▸ REQUIREMENT: Determine how many lines in the records include "right". Write the number and nothing more.

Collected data
---+---
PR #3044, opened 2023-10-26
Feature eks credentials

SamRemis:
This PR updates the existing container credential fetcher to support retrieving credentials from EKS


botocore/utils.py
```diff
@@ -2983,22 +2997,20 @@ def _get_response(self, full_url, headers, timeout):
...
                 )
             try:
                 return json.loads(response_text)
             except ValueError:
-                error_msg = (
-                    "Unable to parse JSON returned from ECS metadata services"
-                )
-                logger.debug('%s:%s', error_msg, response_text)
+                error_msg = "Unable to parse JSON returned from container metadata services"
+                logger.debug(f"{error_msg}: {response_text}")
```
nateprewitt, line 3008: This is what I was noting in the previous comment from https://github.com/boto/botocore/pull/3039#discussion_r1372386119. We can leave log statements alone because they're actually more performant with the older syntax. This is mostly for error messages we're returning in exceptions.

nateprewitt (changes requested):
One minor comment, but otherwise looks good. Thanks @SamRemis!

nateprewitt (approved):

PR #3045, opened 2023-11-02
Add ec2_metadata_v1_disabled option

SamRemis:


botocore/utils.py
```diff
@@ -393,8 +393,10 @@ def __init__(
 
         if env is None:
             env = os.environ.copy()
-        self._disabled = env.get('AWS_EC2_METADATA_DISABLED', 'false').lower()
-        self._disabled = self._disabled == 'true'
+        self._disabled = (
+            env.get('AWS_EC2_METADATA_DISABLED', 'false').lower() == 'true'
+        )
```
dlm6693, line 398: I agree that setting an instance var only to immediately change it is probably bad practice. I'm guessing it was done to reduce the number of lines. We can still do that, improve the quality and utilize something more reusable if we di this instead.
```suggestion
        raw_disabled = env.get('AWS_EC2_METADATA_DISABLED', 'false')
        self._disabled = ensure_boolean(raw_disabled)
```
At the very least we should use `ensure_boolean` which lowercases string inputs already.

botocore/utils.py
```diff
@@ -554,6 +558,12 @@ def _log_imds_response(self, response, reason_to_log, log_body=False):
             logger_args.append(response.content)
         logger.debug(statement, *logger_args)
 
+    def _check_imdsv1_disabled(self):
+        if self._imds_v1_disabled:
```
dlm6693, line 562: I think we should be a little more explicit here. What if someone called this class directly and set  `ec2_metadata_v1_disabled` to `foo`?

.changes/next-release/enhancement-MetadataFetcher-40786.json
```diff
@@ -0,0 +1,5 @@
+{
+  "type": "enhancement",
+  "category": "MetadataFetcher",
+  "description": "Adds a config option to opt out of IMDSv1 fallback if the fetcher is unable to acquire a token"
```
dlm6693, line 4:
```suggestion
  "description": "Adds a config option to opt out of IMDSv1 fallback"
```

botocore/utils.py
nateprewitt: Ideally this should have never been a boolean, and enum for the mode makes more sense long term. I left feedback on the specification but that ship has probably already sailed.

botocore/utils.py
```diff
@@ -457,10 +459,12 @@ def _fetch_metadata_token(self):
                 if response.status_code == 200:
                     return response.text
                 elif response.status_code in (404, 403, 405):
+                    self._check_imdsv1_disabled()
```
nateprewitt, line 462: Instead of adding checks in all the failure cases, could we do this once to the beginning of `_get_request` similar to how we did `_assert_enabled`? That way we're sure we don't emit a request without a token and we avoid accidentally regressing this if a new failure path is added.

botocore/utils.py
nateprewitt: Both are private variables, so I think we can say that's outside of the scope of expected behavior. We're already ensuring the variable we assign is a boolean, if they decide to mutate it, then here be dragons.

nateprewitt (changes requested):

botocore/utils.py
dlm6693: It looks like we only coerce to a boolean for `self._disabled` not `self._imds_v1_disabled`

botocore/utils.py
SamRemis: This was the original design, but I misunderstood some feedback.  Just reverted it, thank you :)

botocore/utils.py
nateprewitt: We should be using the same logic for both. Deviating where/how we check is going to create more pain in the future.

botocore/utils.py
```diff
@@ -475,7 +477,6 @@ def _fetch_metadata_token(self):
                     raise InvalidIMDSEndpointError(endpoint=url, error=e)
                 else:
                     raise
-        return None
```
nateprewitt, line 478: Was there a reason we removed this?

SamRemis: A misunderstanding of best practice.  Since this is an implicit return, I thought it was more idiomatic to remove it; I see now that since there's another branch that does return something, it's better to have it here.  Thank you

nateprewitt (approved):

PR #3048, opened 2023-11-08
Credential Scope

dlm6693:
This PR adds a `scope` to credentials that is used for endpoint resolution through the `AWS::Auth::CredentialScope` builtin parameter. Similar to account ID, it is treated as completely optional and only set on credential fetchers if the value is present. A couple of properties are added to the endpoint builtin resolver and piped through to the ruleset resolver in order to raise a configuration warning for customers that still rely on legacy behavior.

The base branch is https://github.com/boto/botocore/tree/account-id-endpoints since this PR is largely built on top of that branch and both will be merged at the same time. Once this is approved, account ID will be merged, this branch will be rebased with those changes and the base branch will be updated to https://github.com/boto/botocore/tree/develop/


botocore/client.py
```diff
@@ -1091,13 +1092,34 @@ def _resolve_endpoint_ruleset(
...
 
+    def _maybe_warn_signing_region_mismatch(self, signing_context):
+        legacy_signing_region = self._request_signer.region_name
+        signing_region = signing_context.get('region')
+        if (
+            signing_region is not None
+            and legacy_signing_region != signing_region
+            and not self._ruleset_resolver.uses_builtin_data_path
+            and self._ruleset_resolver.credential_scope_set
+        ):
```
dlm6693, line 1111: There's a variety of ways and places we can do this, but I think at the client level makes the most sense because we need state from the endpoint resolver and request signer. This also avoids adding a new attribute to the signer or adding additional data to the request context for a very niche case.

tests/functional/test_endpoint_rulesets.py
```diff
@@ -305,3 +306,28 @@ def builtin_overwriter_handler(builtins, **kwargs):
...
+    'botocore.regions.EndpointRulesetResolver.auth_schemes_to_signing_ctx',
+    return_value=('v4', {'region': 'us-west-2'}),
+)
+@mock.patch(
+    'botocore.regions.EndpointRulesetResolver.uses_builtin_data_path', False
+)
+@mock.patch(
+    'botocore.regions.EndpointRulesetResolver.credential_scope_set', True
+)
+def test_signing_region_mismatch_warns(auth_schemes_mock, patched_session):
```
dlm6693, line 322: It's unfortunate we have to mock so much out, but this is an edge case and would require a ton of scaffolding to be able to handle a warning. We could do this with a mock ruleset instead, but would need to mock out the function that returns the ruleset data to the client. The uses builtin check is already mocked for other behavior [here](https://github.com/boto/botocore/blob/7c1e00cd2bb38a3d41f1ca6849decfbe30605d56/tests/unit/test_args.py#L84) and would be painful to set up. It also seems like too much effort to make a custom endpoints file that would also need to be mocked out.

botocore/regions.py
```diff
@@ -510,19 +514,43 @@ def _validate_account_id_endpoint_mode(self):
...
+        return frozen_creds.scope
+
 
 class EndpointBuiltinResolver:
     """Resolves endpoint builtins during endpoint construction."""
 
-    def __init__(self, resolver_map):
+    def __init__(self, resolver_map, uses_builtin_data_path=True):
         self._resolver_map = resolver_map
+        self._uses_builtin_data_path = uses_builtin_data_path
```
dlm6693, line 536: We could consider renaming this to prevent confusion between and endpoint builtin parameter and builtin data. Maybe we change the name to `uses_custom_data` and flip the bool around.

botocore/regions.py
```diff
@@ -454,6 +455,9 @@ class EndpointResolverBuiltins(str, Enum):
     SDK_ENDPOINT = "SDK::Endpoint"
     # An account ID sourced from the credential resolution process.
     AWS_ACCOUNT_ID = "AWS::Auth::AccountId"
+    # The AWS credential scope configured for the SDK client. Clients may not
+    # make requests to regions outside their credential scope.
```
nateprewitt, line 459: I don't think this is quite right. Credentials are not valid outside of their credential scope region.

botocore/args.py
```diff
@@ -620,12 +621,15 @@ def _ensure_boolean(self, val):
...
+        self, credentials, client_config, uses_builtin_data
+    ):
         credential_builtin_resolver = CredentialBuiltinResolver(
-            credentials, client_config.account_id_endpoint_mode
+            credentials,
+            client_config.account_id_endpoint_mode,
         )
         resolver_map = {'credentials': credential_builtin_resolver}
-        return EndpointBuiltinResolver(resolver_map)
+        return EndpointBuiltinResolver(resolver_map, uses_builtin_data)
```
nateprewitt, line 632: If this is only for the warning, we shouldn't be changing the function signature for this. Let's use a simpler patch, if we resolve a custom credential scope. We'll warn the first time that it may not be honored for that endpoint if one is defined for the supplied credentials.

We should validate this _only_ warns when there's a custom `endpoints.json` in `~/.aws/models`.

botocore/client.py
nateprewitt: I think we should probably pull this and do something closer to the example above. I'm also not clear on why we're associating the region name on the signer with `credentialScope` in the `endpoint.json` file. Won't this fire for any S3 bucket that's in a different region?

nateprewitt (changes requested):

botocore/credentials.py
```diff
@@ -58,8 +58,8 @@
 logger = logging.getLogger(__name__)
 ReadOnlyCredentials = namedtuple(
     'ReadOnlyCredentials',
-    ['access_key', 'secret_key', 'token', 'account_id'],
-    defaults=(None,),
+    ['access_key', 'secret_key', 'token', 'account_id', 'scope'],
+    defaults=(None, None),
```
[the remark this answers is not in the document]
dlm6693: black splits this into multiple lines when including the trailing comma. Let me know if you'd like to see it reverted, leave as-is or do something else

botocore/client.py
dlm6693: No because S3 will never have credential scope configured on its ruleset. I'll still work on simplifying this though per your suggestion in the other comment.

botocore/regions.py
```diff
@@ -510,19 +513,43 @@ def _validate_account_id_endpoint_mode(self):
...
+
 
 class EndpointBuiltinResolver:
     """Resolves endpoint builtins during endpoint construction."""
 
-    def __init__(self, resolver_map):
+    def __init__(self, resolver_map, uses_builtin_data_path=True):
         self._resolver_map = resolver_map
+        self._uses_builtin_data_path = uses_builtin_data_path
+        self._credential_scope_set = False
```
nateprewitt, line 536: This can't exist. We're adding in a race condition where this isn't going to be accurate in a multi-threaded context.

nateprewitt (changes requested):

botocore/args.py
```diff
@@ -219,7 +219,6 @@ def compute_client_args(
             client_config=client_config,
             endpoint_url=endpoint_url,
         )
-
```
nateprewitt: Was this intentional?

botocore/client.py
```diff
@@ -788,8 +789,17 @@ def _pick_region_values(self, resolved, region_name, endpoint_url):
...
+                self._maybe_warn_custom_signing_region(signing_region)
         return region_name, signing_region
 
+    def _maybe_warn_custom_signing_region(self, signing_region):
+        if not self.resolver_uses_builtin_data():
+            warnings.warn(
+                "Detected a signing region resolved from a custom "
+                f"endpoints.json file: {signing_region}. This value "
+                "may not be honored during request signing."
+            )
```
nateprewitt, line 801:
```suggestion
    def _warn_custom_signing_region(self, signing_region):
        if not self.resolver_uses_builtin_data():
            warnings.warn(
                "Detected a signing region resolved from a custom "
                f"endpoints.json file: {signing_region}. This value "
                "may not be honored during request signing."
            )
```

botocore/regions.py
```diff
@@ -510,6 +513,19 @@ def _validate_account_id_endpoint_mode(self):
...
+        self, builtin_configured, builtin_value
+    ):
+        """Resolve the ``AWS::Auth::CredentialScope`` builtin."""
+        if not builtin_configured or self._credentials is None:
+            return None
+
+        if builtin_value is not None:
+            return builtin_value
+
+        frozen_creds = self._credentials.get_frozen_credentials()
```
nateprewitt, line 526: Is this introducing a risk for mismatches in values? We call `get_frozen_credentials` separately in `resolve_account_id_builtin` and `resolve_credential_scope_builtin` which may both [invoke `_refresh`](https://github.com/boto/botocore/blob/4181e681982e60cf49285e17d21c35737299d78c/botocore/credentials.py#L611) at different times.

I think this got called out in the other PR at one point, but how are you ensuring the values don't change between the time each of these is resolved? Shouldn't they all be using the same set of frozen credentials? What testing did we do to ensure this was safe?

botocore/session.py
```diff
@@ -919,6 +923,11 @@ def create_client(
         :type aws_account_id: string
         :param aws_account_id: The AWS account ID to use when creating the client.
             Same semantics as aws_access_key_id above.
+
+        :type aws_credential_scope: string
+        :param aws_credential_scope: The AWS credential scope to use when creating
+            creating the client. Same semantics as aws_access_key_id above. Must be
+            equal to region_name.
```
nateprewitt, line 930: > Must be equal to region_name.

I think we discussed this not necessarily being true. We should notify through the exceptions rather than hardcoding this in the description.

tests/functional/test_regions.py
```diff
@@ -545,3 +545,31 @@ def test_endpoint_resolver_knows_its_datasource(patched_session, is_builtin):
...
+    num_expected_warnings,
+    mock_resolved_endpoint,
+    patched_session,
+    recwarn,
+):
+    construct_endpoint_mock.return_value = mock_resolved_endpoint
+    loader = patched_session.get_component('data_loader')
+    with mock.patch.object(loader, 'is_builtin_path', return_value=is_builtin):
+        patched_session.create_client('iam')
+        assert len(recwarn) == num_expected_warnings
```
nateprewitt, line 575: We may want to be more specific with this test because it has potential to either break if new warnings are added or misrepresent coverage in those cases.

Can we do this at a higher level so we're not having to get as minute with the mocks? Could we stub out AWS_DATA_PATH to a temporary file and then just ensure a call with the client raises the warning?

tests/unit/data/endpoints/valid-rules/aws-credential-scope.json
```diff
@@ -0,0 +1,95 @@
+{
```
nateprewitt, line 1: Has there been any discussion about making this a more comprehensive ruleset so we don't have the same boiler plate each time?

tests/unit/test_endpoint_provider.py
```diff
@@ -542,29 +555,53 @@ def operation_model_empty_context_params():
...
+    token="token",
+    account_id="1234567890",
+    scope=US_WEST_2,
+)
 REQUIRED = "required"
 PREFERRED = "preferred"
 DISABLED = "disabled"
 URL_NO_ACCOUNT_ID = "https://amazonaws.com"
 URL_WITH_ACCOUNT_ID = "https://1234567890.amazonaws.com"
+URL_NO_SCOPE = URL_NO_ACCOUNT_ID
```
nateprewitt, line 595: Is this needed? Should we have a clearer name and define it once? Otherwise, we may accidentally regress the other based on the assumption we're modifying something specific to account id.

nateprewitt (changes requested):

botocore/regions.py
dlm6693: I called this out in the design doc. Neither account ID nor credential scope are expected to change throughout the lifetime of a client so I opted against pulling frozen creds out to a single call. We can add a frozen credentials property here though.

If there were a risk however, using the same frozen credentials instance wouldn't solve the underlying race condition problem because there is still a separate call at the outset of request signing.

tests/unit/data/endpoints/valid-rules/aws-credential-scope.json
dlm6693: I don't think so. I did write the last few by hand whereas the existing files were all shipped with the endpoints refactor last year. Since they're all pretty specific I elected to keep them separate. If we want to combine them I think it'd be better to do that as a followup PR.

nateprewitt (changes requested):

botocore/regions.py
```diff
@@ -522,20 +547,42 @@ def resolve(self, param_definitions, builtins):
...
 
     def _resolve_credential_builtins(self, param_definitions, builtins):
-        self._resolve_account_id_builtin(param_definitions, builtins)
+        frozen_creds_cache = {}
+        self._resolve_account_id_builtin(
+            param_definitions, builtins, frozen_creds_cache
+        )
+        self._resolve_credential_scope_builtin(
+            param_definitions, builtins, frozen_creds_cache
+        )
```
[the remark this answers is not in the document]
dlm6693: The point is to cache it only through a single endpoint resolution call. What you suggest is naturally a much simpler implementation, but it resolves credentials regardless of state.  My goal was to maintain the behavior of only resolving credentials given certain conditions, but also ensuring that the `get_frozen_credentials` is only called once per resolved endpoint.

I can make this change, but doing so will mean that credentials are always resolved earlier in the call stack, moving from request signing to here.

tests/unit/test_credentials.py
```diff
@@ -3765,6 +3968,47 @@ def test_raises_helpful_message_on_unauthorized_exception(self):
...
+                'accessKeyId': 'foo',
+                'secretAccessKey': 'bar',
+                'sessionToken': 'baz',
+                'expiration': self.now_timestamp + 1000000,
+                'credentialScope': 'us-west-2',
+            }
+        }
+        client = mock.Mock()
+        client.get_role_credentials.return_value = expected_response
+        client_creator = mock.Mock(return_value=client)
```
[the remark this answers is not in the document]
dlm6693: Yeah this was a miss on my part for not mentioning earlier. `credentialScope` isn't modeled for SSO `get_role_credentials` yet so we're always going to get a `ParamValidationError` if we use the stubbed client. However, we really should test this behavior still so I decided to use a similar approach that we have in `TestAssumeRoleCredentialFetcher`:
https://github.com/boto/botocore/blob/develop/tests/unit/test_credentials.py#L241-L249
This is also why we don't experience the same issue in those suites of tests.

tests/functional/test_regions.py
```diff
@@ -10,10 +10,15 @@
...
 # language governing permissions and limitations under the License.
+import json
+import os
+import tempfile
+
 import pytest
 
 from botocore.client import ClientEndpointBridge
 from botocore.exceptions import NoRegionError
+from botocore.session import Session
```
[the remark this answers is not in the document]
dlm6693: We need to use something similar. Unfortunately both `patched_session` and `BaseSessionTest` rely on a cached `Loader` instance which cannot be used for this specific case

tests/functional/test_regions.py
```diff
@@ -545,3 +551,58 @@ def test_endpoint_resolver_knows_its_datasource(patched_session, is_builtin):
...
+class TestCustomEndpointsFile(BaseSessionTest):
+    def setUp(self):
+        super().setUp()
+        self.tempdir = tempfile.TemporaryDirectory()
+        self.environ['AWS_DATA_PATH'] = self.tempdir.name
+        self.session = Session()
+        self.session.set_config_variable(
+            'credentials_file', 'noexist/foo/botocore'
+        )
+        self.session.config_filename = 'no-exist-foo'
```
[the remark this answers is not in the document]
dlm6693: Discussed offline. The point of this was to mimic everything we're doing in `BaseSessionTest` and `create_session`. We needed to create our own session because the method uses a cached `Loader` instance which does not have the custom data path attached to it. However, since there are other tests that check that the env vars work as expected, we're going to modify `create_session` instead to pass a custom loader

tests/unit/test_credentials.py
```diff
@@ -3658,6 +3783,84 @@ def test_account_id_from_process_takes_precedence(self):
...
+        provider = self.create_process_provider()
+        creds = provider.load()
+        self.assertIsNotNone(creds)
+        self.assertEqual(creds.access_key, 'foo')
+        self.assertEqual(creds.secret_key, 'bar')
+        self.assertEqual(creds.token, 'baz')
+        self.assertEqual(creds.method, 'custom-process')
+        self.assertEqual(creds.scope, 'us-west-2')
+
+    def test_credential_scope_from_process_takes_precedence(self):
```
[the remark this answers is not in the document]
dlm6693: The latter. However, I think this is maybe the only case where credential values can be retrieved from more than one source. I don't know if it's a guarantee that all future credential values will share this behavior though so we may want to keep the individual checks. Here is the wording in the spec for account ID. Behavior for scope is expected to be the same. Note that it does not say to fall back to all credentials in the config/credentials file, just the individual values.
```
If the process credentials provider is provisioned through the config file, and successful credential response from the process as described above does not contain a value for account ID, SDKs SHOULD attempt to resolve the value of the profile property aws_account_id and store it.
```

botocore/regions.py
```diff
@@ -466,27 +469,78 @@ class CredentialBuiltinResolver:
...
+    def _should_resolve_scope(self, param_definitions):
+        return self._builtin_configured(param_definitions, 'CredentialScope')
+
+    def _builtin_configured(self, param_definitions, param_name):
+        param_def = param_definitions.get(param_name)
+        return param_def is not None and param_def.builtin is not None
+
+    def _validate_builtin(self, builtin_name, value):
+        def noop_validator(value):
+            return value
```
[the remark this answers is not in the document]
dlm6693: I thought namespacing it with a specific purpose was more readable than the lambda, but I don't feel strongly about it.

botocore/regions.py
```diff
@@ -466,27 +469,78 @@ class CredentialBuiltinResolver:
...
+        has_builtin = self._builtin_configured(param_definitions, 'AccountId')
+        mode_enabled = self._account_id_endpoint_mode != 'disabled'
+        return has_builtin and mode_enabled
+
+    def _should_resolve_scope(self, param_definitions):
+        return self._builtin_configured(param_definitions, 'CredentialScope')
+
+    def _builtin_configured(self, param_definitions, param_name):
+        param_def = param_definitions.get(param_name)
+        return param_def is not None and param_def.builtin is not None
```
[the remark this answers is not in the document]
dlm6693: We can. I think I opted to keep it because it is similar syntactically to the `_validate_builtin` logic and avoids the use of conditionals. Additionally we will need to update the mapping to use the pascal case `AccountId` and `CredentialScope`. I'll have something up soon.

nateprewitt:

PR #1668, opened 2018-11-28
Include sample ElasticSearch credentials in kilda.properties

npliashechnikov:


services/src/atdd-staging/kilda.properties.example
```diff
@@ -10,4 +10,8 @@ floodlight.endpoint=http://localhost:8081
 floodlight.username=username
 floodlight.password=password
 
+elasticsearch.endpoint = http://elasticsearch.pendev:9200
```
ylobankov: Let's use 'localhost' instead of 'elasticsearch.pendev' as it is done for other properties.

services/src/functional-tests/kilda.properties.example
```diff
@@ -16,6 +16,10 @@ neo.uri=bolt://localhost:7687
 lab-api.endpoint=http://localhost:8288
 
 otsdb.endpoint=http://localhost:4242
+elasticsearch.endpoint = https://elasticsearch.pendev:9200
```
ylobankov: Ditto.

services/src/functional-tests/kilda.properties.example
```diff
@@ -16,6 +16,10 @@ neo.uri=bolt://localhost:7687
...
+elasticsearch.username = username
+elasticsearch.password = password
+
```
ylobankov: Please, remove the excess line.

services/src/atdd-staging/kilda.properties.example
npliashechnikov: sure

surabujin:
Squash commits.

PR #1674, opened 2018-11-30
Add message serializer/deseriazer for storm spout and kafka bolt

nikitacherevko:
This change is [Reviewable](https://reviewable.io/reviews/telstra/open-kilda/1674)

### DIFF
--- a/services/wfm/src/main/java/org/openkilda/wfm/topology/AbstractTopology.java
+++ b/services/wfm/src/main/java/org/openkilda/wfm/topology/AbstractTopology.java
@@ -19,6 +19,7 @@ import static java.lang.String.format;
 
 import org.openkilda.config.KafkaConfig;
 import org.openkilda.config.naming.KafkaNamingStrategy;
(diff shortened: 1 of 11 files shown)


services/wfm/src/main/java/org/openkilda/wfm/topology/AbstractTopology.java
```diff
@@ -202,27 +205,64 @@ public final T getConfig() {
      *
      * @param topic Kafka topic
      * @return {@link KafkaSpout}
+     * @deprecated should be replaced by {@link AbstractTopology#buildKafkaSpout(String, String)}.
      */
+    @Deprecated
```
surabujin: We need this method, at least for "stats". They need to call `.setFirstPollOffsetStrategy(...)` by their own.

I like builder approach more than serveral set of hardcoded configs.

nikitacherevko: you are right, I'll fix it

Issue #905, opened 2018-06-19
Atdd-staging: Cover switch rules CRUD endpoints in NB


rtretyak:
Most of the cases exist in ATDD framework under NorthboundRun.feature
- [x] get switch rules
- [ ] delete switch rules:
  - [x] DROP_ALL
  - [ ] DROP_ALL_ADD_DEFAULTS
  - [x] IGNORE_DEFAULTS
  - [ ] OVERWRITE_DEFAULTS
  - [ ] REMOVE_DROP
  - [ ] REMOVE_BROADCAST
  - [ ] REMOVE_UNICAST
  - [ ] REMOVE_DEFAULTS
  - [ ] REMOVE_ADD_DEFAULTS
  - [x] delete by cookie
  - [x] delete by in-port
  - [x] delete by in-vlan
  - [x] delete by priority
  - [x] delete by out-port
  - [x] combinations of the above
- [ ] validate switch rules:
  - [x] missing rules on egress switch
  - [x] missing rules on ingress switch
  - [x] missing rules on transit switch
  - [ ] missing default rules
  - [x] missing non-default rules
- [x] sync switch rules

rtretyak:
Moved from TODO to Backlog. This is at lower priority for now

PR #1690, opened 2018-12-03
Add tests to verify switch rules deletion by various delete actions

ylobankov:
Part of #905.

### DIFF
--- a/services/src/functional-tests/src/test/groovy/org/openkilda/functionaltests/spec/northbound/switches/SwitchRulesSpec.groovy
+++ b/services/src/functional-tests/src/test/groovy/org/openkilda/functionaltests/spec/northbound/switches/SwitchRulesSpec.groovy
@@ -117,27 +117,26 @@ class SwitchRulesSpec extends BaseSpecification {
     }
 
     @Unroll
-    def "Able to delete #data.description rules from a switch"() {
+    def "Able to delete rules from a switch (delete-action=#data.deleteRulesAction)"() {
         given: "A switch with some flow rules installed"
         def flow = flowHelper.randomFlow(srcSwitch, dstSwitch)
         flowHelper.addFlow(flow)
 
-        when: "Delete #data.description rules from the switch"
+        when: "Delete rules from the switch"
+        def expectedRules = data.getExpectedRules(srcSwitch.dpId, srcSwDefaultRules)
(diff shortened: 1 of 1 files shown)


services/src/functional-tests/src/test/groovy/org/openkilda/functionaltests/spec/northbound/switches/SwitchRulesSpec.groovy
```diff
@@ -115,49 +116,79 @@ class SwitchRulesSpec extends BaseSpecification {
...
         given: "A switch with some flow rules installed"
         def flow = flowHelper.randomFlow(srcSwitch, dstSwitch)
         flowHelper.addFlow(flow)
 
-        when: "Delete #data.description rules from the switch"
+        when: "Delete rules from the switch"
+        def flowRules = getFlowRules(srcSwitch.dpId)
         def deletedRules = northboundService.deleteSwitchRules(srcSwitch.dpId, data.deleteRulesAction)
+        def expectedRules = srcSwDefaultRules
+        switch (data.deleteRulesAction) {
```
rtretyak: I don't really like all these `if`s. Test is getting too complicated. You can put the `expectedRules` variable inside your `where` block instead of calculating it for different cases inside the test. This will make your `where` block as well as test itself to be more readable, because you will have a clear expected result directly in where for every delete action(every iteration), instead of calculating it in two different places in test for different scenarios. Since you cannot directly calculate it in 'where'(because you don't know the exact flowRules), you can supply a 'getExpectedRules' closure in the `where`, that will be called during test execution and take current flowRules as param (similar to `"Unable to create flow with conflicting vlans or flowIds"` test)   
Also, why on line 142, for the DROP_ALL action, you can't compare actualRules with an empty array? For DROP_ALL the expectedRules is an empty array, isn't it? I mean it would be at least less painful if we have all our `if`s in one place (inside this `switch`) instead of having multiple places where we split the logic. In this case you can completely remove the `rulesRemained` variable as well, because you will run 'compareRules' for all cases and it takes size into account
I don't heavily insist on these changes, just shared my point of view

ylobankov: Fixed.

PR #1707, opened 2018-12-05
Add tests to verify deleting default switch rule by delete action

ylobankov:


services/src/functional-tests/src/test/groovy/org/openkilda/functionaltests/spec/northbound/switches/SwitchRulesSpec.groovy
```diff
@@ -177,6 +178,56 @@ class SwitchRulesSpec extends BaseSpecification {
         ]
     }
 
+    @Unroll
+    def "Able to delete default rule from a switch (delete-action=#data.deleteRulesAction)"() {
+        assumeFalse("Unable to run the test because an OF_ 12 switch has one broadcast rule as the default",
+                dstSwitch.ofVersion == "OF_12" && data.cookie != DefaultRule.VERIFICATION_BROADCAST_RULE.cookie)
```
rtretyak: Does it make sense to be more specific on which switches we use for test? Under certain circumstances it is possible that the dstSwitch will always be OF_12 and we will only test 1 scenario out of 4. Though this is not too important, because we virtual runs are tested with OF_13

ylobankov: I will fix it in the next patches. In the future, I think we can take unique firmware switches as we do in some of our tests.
---+---
▸ COMPLETED TASK: 2